PR #3439, opened 2023-04-03
docs: adr for db changes

kwasniew:
## About the changes

ADR for making safe breaking DB changes

### DIFF
--- a/website/docs/contributing/ADRs/back-end/breaking-db-changes.md
+++ b/website/docs/contributing/ADRs/back-end/breaking-db-changes.md
@@ -1,0 +1,28 @@
+---
+title: "ADR: Braking DB changes"
+---
+
+## Background
+
+During the evolution of a feature different clients may use different version of code e.g. behind a feature flag.
+If the code relies on breaking DB changes it may lead to errors.
+
+The very same problem occurs when you apply a breaking migration just before the new version of the application starts. The code is still running 
+against the old schema as the migration takes a few seconds to apply.
+
+## Decision
+
+First please make sure to avoid breaking DB changes in the first place if possible.
+
+If breaking change is inevitable please use the "expand/contract" pattern. 
+
+In the "expand phase":
+* maintain old and new DB schema in parallel
+* maintain code that works with old and new DB schema
+* keep it for 2 minor releases to give all clients a chance to upgrade the code
+
+In the "contract phase":
+* remove the old schema when you know that no client is using the old version
+
+Action for a code reviewer:
+* when you spot a migration with `ALTER table DROP COLUMN` or `ALTER table RENAME TO` please raise a flag if the "expand phase" was missed


gardleopard (approved):
Looks good

sjaanus (commented):
Probably should mention that when deleting, changing entries of table, need to be sure that these entries are not needed in database in old version of Unleash.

[Work task]: The material should be transcribed in full, character for character.

[Output]:
PR #3439, opened 2023-04-03
docs: adr for db changes

kwasniew:
## About the changes

ADR for making safe breaking DB changes

### DIFF
--- a/website/docs/contributing/ADRs/back-end/breaking-db-changes.md
+++ b/website/docs/contributing/ADRs/back-end/breaking-db-changes.md
@@ -1,0 +1,28 @@
+---
+title: "ADR: Braking DB changes"
+---
+
+## Background
+
+During the evolution of a feature different clients may use different version of code e.g. behind a feature flag.
+If the code relies on breaking DB changes it may lead to errors.
+
+The very same problem occurs when you apply a breaking migration just before the new version of the application starts. The code is still running 
+against the old schema as the migration takes a few seconds to apply.
+
+## Decision
+
+First please make sure to avoid breaking DB changes in the first place if possible.
+
+If breaking change is inevitable please use the "expand/contract" pattern. 
+
+In the "expand phase":
+* maintain old and new DB schema in parallel
+* maintain code that works with old and new DB schema
+* keep it for 2 minor releases to give all clients a chance to upgrade the code
+
+In the "contract phase":
+* remove the old schema when you know that no client is using the old version
+
+Action for a code reviewer:
+* when you spot a migration with `ALTER table DROP COLUMN` or `ALTER table RENAME TO` please raise a flag if the "expand phase" was missed


gardleopard (approved):
Looks good

sjaanus (commented):
Probably should mention that when deleting, changing entries of table, need to be sure that these entries are not needed in database in old version of Unleash.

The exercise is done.